What the task requires :: Copy each line of the records below that has "package" in it.

[[ Supplied information open ]]

PR #4506, opened 2025-04-17
chore(ci): UTC commit date

julio-lopez:
This is only used in unofficial regular builds and not in tagged releases.


julio-lopez:
@jkowalski FYI

PR #4519, opened 2025-04-24
refactor(general): cleanup a few tests

julio-lopez:
Cleanup robustness tests and `local_fs_test.go`

- Use `require` helpers
- Use `testing.T` helpers

"Mechanical" changes.

Note change in functionality: The use of `require` helpers stops tests once a check fails. Before, various checks were using `t.Error`, which fails the test but allows the test to continue its execution.


julio-lopez:
@Rohit-BM18 FYI

Rohit-BM18:
> @Rohit-BM18 FYI

Looks good to me

PR #4528, opened 2025-04-27
refactor(providers): change rclone's `StartupTimeout` type to Duration

julio-lopez:
This allows persistingand reading back the timeout as a duration.

~~The name reflects the unit used for the timeout.~~

There are be no backwards compatibility issues, since the field is
not currently set, so it is not persisted in the configuration file.

### DIFF
--- a/repo/blob/rclone/rclone_options.go
+++ b/repo/blob/rclone/rclone_options.go
@@ -1,21 +1,22 @@
 package rclone
 
 import (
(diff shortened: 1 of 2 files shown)


jkowalski (approved):

julio-lopez:
@jkowalski making it a duration is probably a better approach.

PTAL (again), thanks.

PR #4535, opened 2025-04-30
feat(providers): client certificate authentication for Azure Blob

julio-lopez:
Allow the use of a client certificate when authenticating to an Azure Blob storage provider.

Tests included.

Credit: @DeepikaDixit


julio-lopez:
FYI: @Rohit-BM18 @DeepikaDixit

PR #4536, opened 2025-04-30
fix(general): avoid removing error cause

julio-lopez:
Credit:  @alexvbg  Aleksandr Samarin <alexvbg@users.noreply.github.com>


julio-lopez:
FYI: @Rohit-BM18

PR #4546, opened 2025-05-01
fix(providers): human-friendly persistence of role durantion

julio-lopez:


redgoat650 (approved):
Looks good 👍

repo/blob/s3/s3_options.go
```diff
@@ -3,6 +3,7 @@ package s3
 import (
 	"time"
 
+	"github.com/kopia/kopia/internal/jsonencoding"
```
ashmrtn, line 6: will this cause problems for callers? The type is technically in a package under `internal`, so I'm not sure if callers will be able to name the type to cast to it when making the config. In other words, I don't know if the below will compile

```go
opts := Options{
  // I don't think external callers can import jsonencoding
  RoleDuration: jsonencoding.Duration(5 * time.Second),
}
```

julio-lopez: @ashmrtn I see what you mean.
It's not an issue if the caller is inside kopia, however it is a type in the "exposed" interface for the package.

The package could be moved to `repo/jsonencoding`, does that work?

ashmrtn: yea, that would work. Do you want me to spin up a PR moving the package? We could merge it after this one if that makes it easier

ashmrtn (approved):

PR #134, opened 2023-05-03
Stamp checks

samlown:
* Validate that stamps are not duplicated.
* Only allow stamps on non-draft envelopes.

### DIFF
--- a/cbc/stamps.go
+++ b/cbc/stamps.go
@@ -1,6 +1,9 @@
 package cbc
 
 import (
+	"errors"
+	"fmt"
+
 	"github.com/invopop/validation"
 )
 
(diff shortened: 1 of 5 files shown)


cavalle (approved):
Looks good to me! 👍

[[ Supplied information closed ]]

Finished exercise ::
 package rclone
@@ -3,6 +3,7 @@ package s3
ashmrtn, line 6: will this cause problems for callers? The type is technically in a package under `internal`, so I'm not sure if callers will be able to name the type to cast to it when making the config. In other words, I don't know if the below will compile
It's not an issue if the caller is inside kopia, however it is a type in the "exposed" interface for the package.
The package could be moved to `repo/jsonencoding`, does that work?
ashmrtn: yea, that would work. Do you want me to spin up a PR moving the package? We could merge it after this one if that makes it easier
 package cbc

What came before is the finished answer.